On appelle ça les contraintes de l'agenda et parfois ça aide surtout quand on les a fixées soi-même. A trois jours d'un deuxième tour de scrutin départemental plus que compliqué pour l'exécutif, François Hollande et Manuel Valls ont adressé jeudi des messages subliminaux à deux catégories d'électeurs a priori aux antipodes: les écologistes d'un côté, les agriculteurs de l'autre. Devant les maires de grandes villes européennes réunis à Paris, le chef de l'Etat a plaidé pour un accord ambitieux lors de la conférence sur le climat de décembre prochain. «Nous ne pouvons pas rester indifférents ou dubitatifs. Nous ne pouvons pas nous immobiliser dans une espèce de refus» de lutter contre le réchauffement climatique, a insisté le président. Avant de vanter la mobilisation de la société civile, de défendre un «changement de modèle» malgré des «intérêts divergents» et d'insister sur le rôle «solide» de l'Union européenne dans les négociations. Un discours positif, comme il tente de s'y tenir depuis le début de la campagne et dans la limite de son rôle institutionnel.
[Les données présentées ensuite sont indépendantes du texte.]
Issue #2033, opened 2023-11-02
tilde path doesn't work when selecting from path


universalmind303:
## Description

```sql
select * from '~/Downloads/userdata1.parquet';
Error: External error: External error: No such file or directory (os error 2)
```

the full path however does work

```sql
select * from '/Users/me/Downloads/userdata1.parquet';
```

PR #2036, opened 2023-11-02
fix: allow tilde paths

universalmind303:
closes https://github.com/GlareDB/glaredb/issues/2033

### DIFF
--- a/crates/ioutil/src/lib.rs
+++ b/crates/ioutil/src/lib.rs
@@ -1,3 +1,15 @@
 //! IO and formatting related utilies.
+
+use std::path::{Path, PathBuf};
 pub mod fmt;
 pub mod write;
+
+pub fn resolve_path(path: &Path) -> std::io::Result<PathBuf> {
+    if path.starts_with("~") {
+        if let Some(homedir) = home::home_dir() {
+            return Ok(homedir.join(path.strip_prefix("~").unwrap()));
+        }
+    }
+
+    path.canonicalize().map(|p| p.to_path_buf())
+}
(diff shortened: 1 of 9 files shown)


crates/ioutil/src/lib.rs
```diff
@@ -1,3 +1,15 @@
 //! IO and formatting related utilies.
+
+use std::path::{Path, PathBuf};
 pub mod fmt;
 pub mod write;
+
+pub fn resolve_path(path: &Path) -> std::io::Result<PathBuf> {
+    if path.starts_with("~") {
```
scsmithr, line 8:
```suggestion
    if path.starts_with("~/") {
```

Maybe? Windows temp files are prefixed with tilde...

scsmithr (approved):

crates/ioutil/src/lib.rs
tychoish: I would hope that path.join on line 10 would avoid `//` on join (otherwise it would just be concat?) so I think we'd be safe to not do this.

tychoish (approved):
lgtm modulo adding a test for `resolve_path()`

vrongmeal (approved):

vrongmeal:
@universalmind303 can we add SLTs? We can use the `HOME` environment variable or set the test variable using a `Hook`.

```
statement ok
COPY (SELECT 101) TO '${HOME}/data.csv';

query I
SELECT * FROM '~/data.csv';
----
101
```

This reminds me, this doesn't work with `COPY .. TO ..`:

```
> copy (select 1) to '~/Desktop/data.csv';
Error: External error: IO error: No such file or directory (os error 2)
> copy (select 1) to '/Users/vrongmeal/Desktop/data.csv';
Copy success
```

PR #2057, opened 2023-11-06
feat: `ALTER [DATABASE/TABLE] .. SET ACCESS_MODE TO ..`

vrongmeal:
```
> create external database pg from postgres (
::: host = 'localhost',
::: port = 5433,
::: user = 'glaredb',
::: password = 'password',
::: database = 'glaredb_test' );
Database created
> select * from pg.public.test_insert where a = 111;
┌───────┬──────┐
│     a │ b    │
│    ── │ ──   │
│ Int32 │ Utf8 │
╞═══════╪══════╡
└───────┴──────┘
> insert into pg.public.test_insert values (111, 'glaredb');
Error: Not allowed to write into the object: pg.public.test_insert
> select * from pg.public.test_insert where a = 111;
┌───────┬──────┐
│     a │ b    │
│    ── │ ──   │
│ Int32 │ Utf8 │
╞═══════╪══════╡
└───────┴──────┘
> alter database pg set access_mode to read_write;
Database altered
> insert into pg.public.test_insert values (111, 'glaredb');
Inserted 1 row
> select * from pg.public.test_insert where a = 111;
┌───────┬─────────┐
│     a │ b       │
│    ── │ ──      │
│ Int32 │ Utf8    │
╞═══════╪═════════╡
│   111 │ glaredb │
└───────┴─────────┘
> alter database pg set access_mode to read_only;
Database altered
> insert into pg.public.test_insert values (1234, 'glaredb');
Error: Not allowed to write into the object: pg.public.test_insert
```


crates/sqlexec/src/planner/physical_plan/alter_database_rename.rs
universalmind303, line 1: rename file to `alter_database`

crates/sqlexec/src/parser.rs
```diff
@@ -127,17 +128,37 @@ impl fmt::Display for DropDatabaseStmt {
...
+            }
+            Self::GrantAccess { permission } => {
+                write!(f, "GRANT ACCESS TO {permission}")
+            }
+            Self::RevokeAccess { permission } => {
+                write!(f, "REVOKE ACCESS TO {permission}")
+            }
+        }
+    }
+}
```
scsmithr, line 151: Was there an existing system that you based the `REVOKE`/`GRANT` format on? Typically when I see these, I associated permissions for a user and not the database object itself. The way I see this, we're setting a property on an object that applies to everybody accessing that object.

When setting the property of an object, I'd expect to see something more along the lines of:

```
ALTER DATABASE <database> SET WRITE_MODE READONLY;
ALTER DATABASE <database> SET WRITE_MODE WRITE_DML;
```

(or similar)

(also open to changing my mind)

tychoish: I like `SET` / `UNSET` as `GRANT` / `REVOKE`.

What is the default? Is _that_ settable somewhere on the deployment?

crates/sqlexec/src/planner/physical_plan/alter_database_rename.rs
vrongmeal: Done :D

crates/sqlexec/src/parser.rs
vrongmeal: Yeah, I guess `SET`/`UNSET` makes more sense in this context.

> I like SET / UNSET as GRANT / REVOKE.

@tychoish A bit unclear, do you prefer `SET`/`UNSET` or `GRANT`/`REVOKE`?

> What is the default? Is that settable somewhere on the deployment?

The default for native and temporary tables is both read and write permissions. The default for external sources is read only.

crates/protogen/proto/metastore/service.proto
```diff
@@ -94,15 +94,55 @@ message CreateExternalDatabase {
   // next: 5
 }
 
-message AlterTableRename {
+message AlterTableOperationRename {
+  string new_name = 1;
+}
+
+message AlterTableOperationGrantAccess {
+  uint64 permission = 1;
```
vrongmeal, line 102: Can move the permission enum inside proto to make these typesafe as well.

crates/sqlexec/src/parser.rs
tychoish: Prefer `SET` / `UNSET`

We should make sure to document these defaults.

scsmithr (approved):

tychoish (approved):

scsmithr:
Going to go ahead and merge this to avoid stacking up potential conflicts.

PR #2060, opened 2023-11-07
test: Add s3 tests for parquet and glob tests for diff schema

vrongmeal:


scsmithr (approved):
This looks good to me. Can we open up an issue to maybe explore allowing different schemas? A use case here might be schema evolution, e.g. a new column gets added to parquet files that are generated at a later point in time.

And the result could be:

```
---------------
|  a   |  b   |
---------------
|  1   | NULL |
| NULL |  2   |
---------------
```

tychoish (approved):

scsmithr:
Opened issue for the different schema thing: https://github.com/GlareDB/glaredb/issues/2061

PR #2088, opened 2023-11-13
fix(bindings-node): panic on empty result set

### LINKED ISSUE #2055: node bindings: How do I get columns values when converting to record batches?
## Description

I'm running the following:

```javascript
import glaredb from "@glaredb/glaredb"

let con = await glaredb.connect();
let res = await con.sql(`
  SELECT *
  FROM 'https://github.com/GlareDB/glaredb/raw/main/testdata/parquet/userdata1.parquet'
  LIMIT 10
`);

const s = await res.recordBatches()

console.log(s)

console.log(s[0].columns[2])
```

The first console log prints out:

```
[
  {
    schema: { fields: [Array], metadata: {} },
    columns: [
      [Object], [Object],
      [Object], [Object],
      [Object], [Object],
      [Object], [Object],
      [Object], [Object],
      [Object], [Object],
      [Object]
    ],
    rowCount: 10
  }
]
```

And the second prints:

```
{
  datatype: 'Utf8',
  offsets: [
     0, 0,  0, 0,  6, 0,  0, 0, 12, 0,
     0, 0, 18, 0,  0, 0, 24, 0,  0, 0,
    30, 0,  0, 0, 37, 0,  0, 0, 43, 0,
     0, 0, 48, 0,  0, 0, 52, 0,  0, 0,
    57, 0,  0, 0
  ],
  values: [
     65, 109,  97, 110, 100,  97,  65, 108,  98, 101,
    114, 116,  69, 118, 101, 108, 121, 110,  68, 101,
    110, 105, 115, 101,  67,  97, 114, 108, 111, 115,
     75,  97, 116, 104, 114, 121, 110,  83,  97, 109,
    117, 101, 108,  72,  97, 114, 114, 121,  74, 111,
    115, 101,  69, 109, 105, 108, 121
  ]
}
```

What am I supposed to do to get the actual values that can be displayed?

### LINKED ISSUE #2056: node bindings: Panic when converting empty query results to arrow
## Description

```javascript
import glaredb from "@glaredb/glaredb"

let con = await glaredb.connect();
let res = await con.sql(`
  SELECT *
  FROM 'https://github.com/GlareDB/glaredb/raw/main/testdata/parquet/userdata1.parquet'
  WHERE false
`);

const s = await res.toArrow()
```

Results in:

```
thread 'tokio-runtime-worker' panicked at bindings/nodejs/src/execution_result.rs:30:49:
called `Option::unwrap()` on a `None` value
```

universalmind303:
closes #2056 
closes #2055

re #2055:
we just temporarily disable this function until we can properly support it.


bindings/nodejs/src/execution_result.rs
```diff
@@ -27,7 +26,11 @@ impl JsExecutionResult {
     pub(crate) async fn to_arrow_inner(&mut self) -> napi::Result<Vec<u8>> {
         let res = match &mut self.0 {
             ExecutionResult::Query { stream, .. } => {
-                let batch = stream.next().await.unwrap().map_err(JsGlareDbError::from)?;
+                let batch = stream.next().await;
+                if batch.is_none() {
+                    return Ok(vec![]);
+                }
+                let batch = batch.unwrap().map_err(JsGlareDbError::from)?;
```
scsmithr, line 33: There's no need to check that we have at least one batch, we should just be iterating over the stream and writing all batches that we get to the writer.

The schema can be gotten by calling `stream.schema()`, we don't need to the first batch.

universalmind303: For this operation, we always expect it to be a single batch. Since we are writing it to arrow file format, it always needs to be within a single batch anyways.

universalmind303: Now that I think about it.. Until we have native handling of recordbatches, we should probably just coalesce all plans to a single record batch.

universalmind303: Just realized what you were suggesting. Ignore previous comment.

scsmithr: > For this operation, we always expect it to be a single batch.

This isn't the case. The results of a query very much could result in a stream of multiple batches. All our output operations (psql, python) should be handling the case where there's multiple record batches on the stream.

> Since we are writing it to arrow file format, it always needs to be within a single batch anyways.

The IPC format can handle multiple batches (by just calling `write` more than once). And the arrow js side should be able to load a table backed by multiple batches (if it doesn't that's a pretty significant bug on their end since IPC is very much expected to be storing multiple batches).

universalmind303: yeah sorry, I originally misunderstood your comment. Just pushed up some changes that should properly handle the conversion.

scsmithr (approved):

bindings/nodejs/src/logical_plan.rs
```diff
@@ -46,10 +46,11 @@ impl JsLogicalPlan {
...
 
-    #[napi(catch_unwind)]
-    pub async fn record_batches(&self) -> napi::Result<Vec<crate::record_batch::JsRecordBatch>> {
-        self.execute_inner().await?.record_batches().await
-    }
+    // TEMPORARILY DISABLED -- we need to figure out how to convert the raw record batches to JS objects.
+    // #[napi(catch_unwind)]
+    // pub async fn record_batches(&self) -> napi::Result<Vec<crate::record_batch::JsRecordBatch>> {
+    //     self.execute_inner().await?.record_batches().await
+    // }
```
tychoish, line 53: open ticket?

is it better to make this private and panic rather than carry around commented out code?

tychoish (approved):
I don't feel great about commenting out code rather than putting in a panic (and/or) making things private (just so that they bitrot slower?

bindings/nodejs/src/logical_plan.rs
universalmind303: I don't think it really warrants an issue yet. There hasn't been any requests for this specific feature, and knowing it is going to be quite challenging, maybe it's best to just remove all of this for now?

tychoish (approved):

PR #2103, opened 2023-11-15
chore: Send metrics for hybrid exec queries (rpc)

vrongmeal:
We're getting results but there are a couple of issues:

1. Missing data:

   ```jsonc
   {
     "database_id": "00000000-0000-0000-0000-000000000000", // This is OK
     "connection_id": "00000000-0000-0000-0000-000000000000", // Missing
     "query_text": "<empty>", // Missing
     "telemetry_tag": "unknown", // Missing
     "execution_status": "success", // OK
     "error_message": null, // OK
     "elapsed_compute_ns": 9758096, // OK
     "output_rows": 5, // OK
     "bytes_read": 15466360, // OK
     "bytes_written": 0 // OK
   }
   ```

2. We're aggregating metrics on each `Poll::Ready(_)`, which might be
   inefficient (though we need definitive benchmarks to prove this).

Apart from the above-mentioned points, this should be good to merge in.


tychoish:
nice!

universalmind303:
So if i understand correctly, If telemetry is enabled _(which should only be the case for cloud)_, It will send these metrics to our telemetry server (segment)?

crates/datafusion_ext/src/metrics.rs
```diff
@@ -287,6 +301,79 @@ impl RecordBatchStream for BoxedStreamAdapater {
...
+                .bytes_written
+                .as_ref()
+                .expect("AggregateMetricsStreamAdapter should have bytes_written gauge")
+                .set(agg_metrics.bytes_written.unwrap_or_default() as usize);
+
+            match &maybe_batch {
+                Some(Ok(batch)) => self.metrics.baseline.record_output(batch.num_rows()),
+                _ => self.metrics.baseline.done(),
+            };
+        }
```
scsmithr, line 365: From what I'm seeing, we seem to be setting `bytes_written` and `bytes_read` on every batch, and _overwriting_ the existing values.

Shouldn't we only be doing this at the end? As in match on `Poll::Ready(None)` and nothing else? This would mean we're at the end of the stream, and thus only walk the execution plan once.

vrongmeal: > Shouldn't we only be doing this at the end? As in match on Poll::Ready(None) and nothing else? This would mean we're at the end of the stream, and thus only walk the execution plan once.

This won't work in cases where, for example, we have a `LimitExec` which stops execution before the stream completes.

vrongmeal:
> So if i understand correctly, If telemetry is enabled (which should only be the case for cloud), It will send these metrics to our telemetry server (segment?) on every query?

Yeah!

crates/datafusion_ext/src/metrics.rs
scsmithr: I'm assuming in that case we drop the stream? Since computing the aggregates and emitting telemetry don't block, could we implement `Drop` for this?

vrongmeal: > I'm assuming in that case we drop the stream? Since computing the aggregates and emitting telemetry don't block, could we implement Drop for this?

I had my doubts, and yeah, this doesn't work! We can't control when the stream is dropped. It's highly dependent on DF code and relying on dropping the stream *before* getting metrics is quite iffy!

tychoish: > From what I'm seeing, we seem to be setting `bytes_written` and `bytes_read` on every batch, and _overwriting_ the existing values.

Is overwriting a problem, in and of itself? he operation may not be efficient, but it's not incorrect? (we're not loosing data, the read/write counters are still correct?)

> Shouldn't we only be doing this at the end? As in match on `Poll::Ready(None)` and nothing else? This would mean we're at the end of the stream, and thus only walk the execution plan once.

This would certainly be more efficient, but relative to the other things going on here (e.g. sending the batch back to the client) even if it's wickedly slow (1ms? 2?) it's still a drop in the bucket compared to the transit time. (And this is isolated exclusively to hybrid exec, because the Adapter only wraps these executions.)

tychoish:
> So if i understand correctly, If telemetry is enabled _(which should only be the case for cloud)_, It will send these metrics to our telemetry server (segment?) on every query?

Yes. To be clear, we already send these metrics for complete operations (e.g. pg protocol), this is just adding these metrics in for hybrid execution. (these metrics give us what limited observability we have __and__ support the billing pipeline. Eventually we should probably find a way to be able to ingest this data directly into a glaredb source, but need a more reliable way to do streaming ingestion.

crates/datafusion_ext/src/metrics.rs
tychoish: My assumption, is that the two things that take measurable time here is traversing a tree that easily fits in memory, and mutex contention:
- I'd think that there's not a lot of chance for mutex contention. 
- the tree traversal seems like it could take some time particularly in pathological cases, but most of the time it's not going to be a problem, and I think even in the trivial case, the percentage of time spent doing this (relative to query execution is low.)
- if we think this is potentially a problem for user-observable latency, we could: 
  - record things lazily. 
  - store a single future to collect this information, overwriting the future on each batch, and only resolving it (at the end? on destruction?)
  - make sure it runs _after_ we start writing the batch to the socket. (maybe this is how this works?)

tychoish (commented):
@scsmithr could you take a look at this?

crates/datafusion_ext/src/metrics.rs
scsmithr: > Is overwriting a problem, in and of itself? he operation may not be efficient, but it's not incorrect? (we're not loosing data, the read/write counters are still correct?)

It's not, I just misread the flow thinking we'll be getting the metrics just from the last batch read, and not the everything up to that point. This logic should be fine as is.

> This would certainly be more efficient, but relative to the other things going on here (e.g. sending the batch back to the client) even if it's wickedly slow (1ms? 2?) it's still a drop in the bucket compared to the transit time. (And this is isolated exclusively to hybrid exec, because the Adapter only wraps these executions.)

I agree, I'm not worried about this being a performance concern for us. If anything, we'll want to measure (as well as add tests for the expected metrics values so we can make changes here as necessary).

> I'd think that there's not a lot of chance for mutex contention.

At this point, mutexes/atomics will only accessed on a single thread.

> the tree traversal seems like it could take some time particularly in pathological cases, but most of the time it's not going to be a problem, and I think even in the trivial case, the percentage of time spent doing this (relative to query execution is low.)

Agreed.

> if we think this is potentially a problem for user-observable latency, we could:

I'd want to think about this a bit more. As the code is right now, I don't see this having an observable impact, and has the lowest chance of accidentally not recording a metric. I think we can get this in now, add tests, and then optimize later if we see a need for it.

scsmithr (approved):

crates/datafusion_ext/src/metrics.rs
tychoish: > the lowest chance of accidentally not recording a metric

I'm inclined to not worry about this error case: I think it's better (and preferable) to have a system that has a failure mode of undercounting, which would happen in situations where we have an error.

In the future, I imagine that we'll have to to do something clever/extra here if/when we have retriable errors in distributed execution.

tychoish (approved):

PR #2120, opened 2023-11-16
feat: add lance as external table

universalmind303:


crates/sqlexec/src/planner/session_planner.rs
```diff
@@ -634,6 +635,21 @@ impl<'a> SessionPlanner<'a> {
...
                 })
             }
+            TableOptions::LANCE => {
+                let location: String = m.remove_required("location")?;
+                let mut storage_options = StorageOptions::try_from(m)?;
+                if let Some(creds) = creds_options {
+                    storage_options_with_credentials(&mut storage_options, creds);
+                }
+                // Validate that the table exists.
+                let _table = scan_lance_table(&location, storage_options.clone()).await?;
```
scsmithr, line 645: As an aside, I think `open_lance_table` might be a better name for this function since it's not scanning anything upfront, and and instead is just returning a `TableProvider` implementation (Dataset).

scsmithr (approved):

PR #2138, opened 2023-11-20
chore(deps): Update datafusion, delta, pyo3

scsmithr:


crates/datafusion_ext/src/transform.rs
scsmithr, line 1: `transform_up_mut` with `FnMut` added to datafusion

crates/sqlbuiltins/src/functions/lance.rs
```diff
@@ -38,10 +38,11 @@ impl TableFunc for LanceScan {
...
     ) -> Result<Arc<dyn TableProvider>> {
         let (source_url, storage_options) = table_location_and_opts(ctx, args, &mut opts)?;
-        let dataset = scan_lance_table(&source_url.to_string(), storage_options)
+        let _dataset = scan_lance_table(&source_url.to_string(), storage_options)
             .await
             .map_err(|e| ExtensionError::Access(Box::new(e)))?;
 
-        Ok(Arc::new(dataset))
+        unimplemented!()
+        // Ok(Arc::new(dataset))
```
scsmithr, line 46: lance needs updated

crates/sqlexec/src/dispatch/external.rs
```diff
@@ -488,8 +488,9 @@ impl<'a> ExternalDispatcher<'a> {
                 storage_options,
                 ..
             }) => {
-                let dataset = scan_lance_table(location, storage_options.clone()).await?;
-                Ok(Arc::new(dataset))
+                let _dataset = scan_lance_table(location, storage_options.clone()).await?;
+                unimplemented!()
+                // Ok(Arc::new(dataset))
```
scsmithr, line 493: lance needs updated

testdata/sqllogictests/functions/current_schemas.slt
```diff
@@ -16,15 +16,17 @@ create schema current_schemas_test;
 statement ok
 set search_path = 'public,current_schemas_test';
 
-query T
+query T rowsort
 select current_schemas()::text;
 ----
-[public, current_schemas_test]
+current_schemas_test
+public
```
scsmithr, line 23: There was some updating to datafusion that changes how lists are handled. I don't want this, but there's now no way for us to reference a session var that's a list and _not_ have it return a column.

crates/sqlexec/src/planner/physical_plan/copy_to.rs
```diff
@@ -161,7 +157,7 @@ impl CopyToExec {
         };
 
         let stream = execute_stream(self.source, context.clone())?;
-        let count = sink.write_all(vec![stream], &context).await?;
+        let count = sink.write_all(stream, &context).await?;
```
tychoish, line 160: this is maybe actually a big deal? wouldn't this mean that we don't have to collect the entire stream in memory to write it?

tychoish (commented):
I just fixed the lint error, there's also a bigquery slt failure (in addition to the missing lance things which are already called out; I think the cause is we're rendering something as a table that used to be rendered as a struct/list, which feels separate. Did some poking, my bet is that a print/format/display helper needs to be implemented or imported that wasn't before?

scsmithr:
> there's also a bigquery slt failure

There's been some updates to datafusion's scalar values which I think are causing the list related issues. What we're seeing is very similar to the `current_schemas` thing above where it seems like lists are now treated as columns, and not a single value in a row.

crates/sqlexec/src/planner/physical_plan/copy_to.rs
scsmithr: Nah this is effectively the same as before. The interface changed from accepting a vector of multiple streams with the implementation being expected to read from each, to just accepting a single stream. I'm not sure why the change was made (and before it was changed to accepting a vector, it previously just accepted a single stream).

tychoish:
does it make sense to split the pyo3 upgrade out out of this PR?

scsmithr:
> does it make sense to split the pyo3 upgrade out out of this PR?

It got bumped in delta or datafusion (I forget which) and so needed to be bumped for us too.

PR #2140, opened 2023-11-21
chore: Send `user_id` in RPC execute request to collect metrics

vrongmeal:


vrongmeal:
Need a way to test this out with a proxy set-up. Would that be possible?

tychoish (approved):
testing aside, this seems pretty safe.

vrongmeal:
Should be good to merge this in.

PR #2600, opened 2024-02-05
feat: add object store table support for bson format data

tychoish:
We maybe could also support lance in a similar sort of way, (which is
where I started when I was looking at this code, but I got this.)

Need to coordinate credentials to get some data uploaded to a gcs
bucet to test this.


vrongmeal (approved):
This looks good to me.

***

> I looked into the FileType enum and it being a dependent on FileFormat trait. I think we should implement FileFormat for these formats. We can keep the file_type method as unreachable since that code-path is never used by us.

From slack ^

crates/sqlexec/src/dispatch/external.rs
```diff
@@ -592,27 +592,47 @@ impl<'a> ExternalDispatcher<'a> {
...
-        let accessor = ObjStoreAccessor::new(access)?;
-        let objects = accessor.list_globbed(path).await?;
-
-        let state = self.df_ctx.state();
-        let provider = accessor.into_table_provider(&state, ft, objects).await?;
+        let accessor = ObjStoreAccessor::new(access.clone())?;
 
-        Ok(provider)
+        match file_type {
+            "csv" => Ok(accessor
```
scsmithr, line 598: Apparently the file type is getting stored with with quotes, so matching on `"\"csv\""` works...

tychoish: I believe it's not getting stored as a quote but just printed into a quoted form when it's read which is easy enough clean up.

PR #2607, opened 2024-02-07
fix: fixedsizelist in delta

universalmind303:
fixes the issue of delta converting fsl -> list when writing delta tables. 

This PR adds some metadata containing the original field if it was downcast when writing to delta, then compares those fields. If they are different, it applies a projection from the delta field to the original field. 

If we need further performance, we'll likely have to read and write directly instead of using delta's arrow/datafusion logic as they have [no intention](https://github.com/delta-io/delta-rs/issues/2162) on supporting FixedSizeList.


testdata/sqllogictests/datatypes.slt
```diff
@@ -0,0 +1,10 @@
+# fixed size list round trip
+
+statement ok
+create table test as select arrow_cast([1,2], 'FixedSizeList(2, Int64)') as f;
```
tychoish, line 4: can you test:

- inserting into the table
- doing a `select *` query and getting the results
- doing some operation on the data (e.g. summing a few rows).

crates/datasources/src/native/access.rs
```diff
@@ -85,6 +88,48 @@ impl LogStoreFactory for FakeStoreFactory {
...
+
+// Some datatypes get downgraded to a different type when they are stored in delta-lake.
+// So we add some metadata to the field to indicate that it needs to be converted back to the original type.
+fn arrow_to_delta_safe(arrow_type: &DataType) -> DeltaResult<DeltaField> {
+    match arrow_type {
+        dtype @ DataType::Timestamp(_, tz) => {
+            let delta_type =
+                (&DataType::Timestamp(TimeUnit::Microsecond, tz.clone())).try_into()?;
+            let mut metadata = HashMap::new();
+            metadata.insert("arrow_type".to_string(), json!(dtype));
```
tychoish, line 104: - what if the metadata isn't present (presumably our catalog and delta have different ideas of the types?) is this an error? should we backfill or (in theory) migrate user data?
- I don't know delta well enough, but does this meta data impact anything with delta, or impact our compatibility with delta?

crates/datasources/Cargo.toml
```diff
@@ -45,7 +45,7 @@ reqwest = { workspace = true }
 rust_decimal = { version = "1.34.2", features = ["db-tokio-postgres"] }
 serde = { workspace = true }
 serde_with = "3.6.0"
-serde_json = { workspace = true }
+serde_json.workspace = true
```
tychoish, line 48: the other syntax seems to be prevalent in this file.

tychoish (changes requested):

crates/datasources/Cargo.toml
universalmind303: seems like we have a mix of both. The latter is what's used by cargo. 

`cargo install -p datasources serde_json`

tychoish (approved):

Sauf que son apparition d'une trentaine de minutes à l'Hôtel de ville de Paris aux côtés de la maire Anne Hidalgo et du ministre des Affaires étrangères Laurent Fabius faisait partie des déplacements rajoutés à l'agenda officiel par l'Elysée mardi, à la dernière minute. Du terrain bien calibré, bien balisé pour délivrer un message volontariste et coloré de vert avant une visite en Moselle vendredi pour parler d'industrie et de cette timide «reprise» économique. Selon plusieurs élus locaux, François Hollande annoncera à l'usine PSA de Trémery, près de Metz, que le site accueillera bientôt la ligne de fabrication des moteurs à essence du constructeur français. En cette semaine de bérézina électorale et de crash aérien, Hollande veut camper le président des bonnes nouvelles. Après les cafouillages entre Etat et mairie de Paris sur l'instauration de la circulation alternée dans la capitale pour cause de pollution aux particules fines la semaine dernière, le discours présidentiel avait une saveur toute particulière. Et ressemblait à un rameau d'olivier tendu à Anne Hidalgo plutôt qu'à un satisfecit à sa ministre de l'Ecologie, Ségolène Royal, quand il a insisté sur le «rôle d'exemplarité des métropoles» pour «montrer qu'il est possible de vivre dans les grandes agglomérations en suivant un modèle urbain compatible» avec la lutte contre le réchauffement climatique...
Au même moment, le Premier ministre faisait étape à Saint-Etienne, à l'occasion du congrès du puissant syndicat agricole FNSEA placé cette année sous un slogan à faire rougir d'envie un gouvernement en mal de résultats: «L'initiative pour une France qui gagne». Un détour, sous la surveillance du ministre de l'Agriculture, qui n'est apparu que mercredi dans l'emploi du temps officiel de Manuel Valls. Et une première, à l'heure où le monde agricole semble de plus en plus tenté par le vote FN. Jusqu'à aujourd'hui, jamais un chef de gouvernement n'avait prononcé de discours au congrès de la FNSEA. Accueilli par des sifflets et des cartons rouges - une réminiscence du congrès du Medef? - le Premier ministre a retourné la salle en tapant sur la grande distribution et en osant une tonitruant déclaration d'amour. «Les agriculteurs sont les meilleurs écologistes du pays», a-t-il lancé, déclenchant, cette fois, des tonnerres d'applaudissements. Il faut dire qu'avant lui à la tribune, le président de la FNSEA, Xavier Beulin n'y était pas allé de main morte, débinant, entre autres, les atermoiements du gouvernement autour du projet de barrage de Sivens et dénonçant l'attitude des zadistes, du Tarn ou d'ailleurs. «Pendant combien de temps allez-vous donner des gages improbables aux Verts ?», a tonné Beulin, convaincu que l'on «assiste actuellement à la fin de l'écologie politique». A sa sortie du Zénith de Saint-Etienne, Manuel Valls était tout miel, s'auto-congratulant d'être «dans le top 5 des hommes politiques les plus populaires parmi les agriculteurs et le premier à gauche». Avant un scrutin, brandir sa popularité comme bouclier ça peut toujours servir. Ou pas.